Is this normal and should I supplement it's diet with some form of vegetable matter?

Are there any carnivore feeds that include vegetable matter?


----------



## Tensa (Jul 28, 2008)

very common for any P to bite at plants. it just kind of happens whether they are real or plastic. chances of getting them to eat any vegetable matter is pretty low. but there are a few pellet products out there that are higher in vegetable matter. but truthfully you dont need to be concerned with those and odds are your serrra wont eat them anyways. just keep to a good diet of white fish fillets, shrimp, etc


----------



## Hogdog (Feb 1, 2010)

Will do, I read that vegetable matter has been found in their stomachs so it's natural behaviour, I just wish he wasn't eating my plants! If he eats my Anubis I may have to kick him in the nuts, it's just about the flower!

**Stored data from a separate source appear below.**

PR #10384, opened 2025-08-04
fix(sessions): add an expiration date filter to list sessions api

### LINKED ISSUE #10045: [Bug]: expired session is not terminated properly
### Preflight Checklist

### Environment

Self-hosted

### Version

2.70.11

### Database

PostgreSQL

### Database Version

_No response_

Terminated sessions with expiration date created via `v2/CreateSession` rpc are still present in the `v2/ListSessions` response.

### To reproduce

1. Create a session via `v2/CreateSession` with an expiration date
2. Terminate created session via `v2/DeleteSession` rpc
3. Execute `v2/ListSessions` with UserIdQuery

### Screenshots

_No response_

### Expected behavior

Terminated session is not present in the response.

### Operating System

_No response_

### Relevant Configuration

_No response_

### Additional Context

I have observed this behaviour while trying to terminate sessions that were already expired. Perhaps `DeleteSession` chooses to ignore expired sessions?

grvijayan:
# Which Problems Are Solved

The deletion of expired sessions does not go through even though a success response is returned to the user. These expired and supposedly deleted (to the user) sessions are then returned when the `ListSessions` API is called. 

This PR fixes this issue by:
1. Allowing deletion of expired sessions
2. Providing an `expiration_date` filter in `ListSession` API to filter sessions by expiration date

# How the Problems Are Solved

1. Remove expired session check during deletion
2. Add an `expiration_date` filter to the  `ListSession` API

# Additional Changes
N/A

# Additional Context
- Closes #10045


proto/zitadel/session/v2/session.proto
```diff
@@ -138,6 +138,7 @@ message SearchQuery {
     CreationDateQuery creation_date_query = 3;
     CreatorQuery creator_query = 4;
     UserAgentQuery user_agent_query = 5;
+    ExpirationDateQuery expiration_date_query = 6;
```
grvijayan, line 141: todo: clarify whether this should also be included in v2beta ListSessions API

internal/api/grpc/session/v2/integration_test/query_test.go
```diff
@@ -701,7 +740,7 @@ func TestServer_ListSessions(t *testing.T) {
 				}
 
 				// expected count of sessions is not equal to received sessions
-				if !assert.Equal(ttt, got.Details.TotalResult, tt.want.Details.TotalResult) || !assert.Len(ttt, got.Sessions, len(tt.want.Sessions)) {
+				if !assert.Equal(ttt, tt.want.Details.TotalResult, got.Details.TotalResult) || !assert.Len(ttt, got.Sessions, len(tt.want.Sessions)) {
 					return
 				}
```
IAM-marco: Can you change the `if !assert..` to `require...` so that we can make the test cleaner?

IAM-marco: Also in the upper parts

internal/api/grpc/session/v2/integration_test/query_test.go
```diff
@@ -727,3 +766,60 @@ func TestServer_ListSessions(t *testing.T) {
...
+func TestServer_ListSessions_with_expiration_date_filter(t *testing.T) {
+	// session with no expiration
+	session1, err := Client.CreateSession(IAMOwnerCTX, &session.CreateSessionRequest{})
+	require.NoError(t, err)
+
+	// session with expiration
+	session2, err := Client.CreateSession(IAMOwnerCTX, &session.CreateSessionRequest{
+		Lifetime: durationpb.New(5 * time.Second),
+	})
+	require.NoError(t, err)
```
IAM-marco: Is it possible to create an expired session? I'm not a fan of adding an arbitrary sleep and lock the pipeline for 10 seconds.

Otherwise, can you see if it can run in parallel?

I've not used pellets before so I'll have a look at the contents of some pellets to see if I can satisfy his need for weed.


----------



## Tensa (Jul 28, 2008)

being the size he is it will be tuff to get him on pellets but it is possible. maybe stuff some into his regular shrimp and fillets.


----------



## Hogdog (Feb 1, 2010)

He normally lives on smelt, scallops and squid (and the occasional river shrimp) so I may be able to get some small pellets into the smelt but as you say he's small and so his portions are quite small which makes it tricky. I'll give it a go, cheers.


----------



## dmackey (Jan 26, 2010)

Just from experience I noticed that my plants get less nibbled on and chucks bit out of them when I used floats pellets instead of sinking ones, seems as tho they only bite my plants when their food sinks. So I feed them to the area where less plants are when I feed them food that has to sink . Good luck bru


----------



## SERRAPYGO (Feb 4, 2003)

Hogdog said:


> I have a Marginatus and it's taken a few bites out of the plants, one Amazon sword and another plant I can't remember the name of.
> 
> Is this normal and should I supplement it's diet with some form of vegetable matter?
> 
> Are there any carnivore feeds that include vegetable matter?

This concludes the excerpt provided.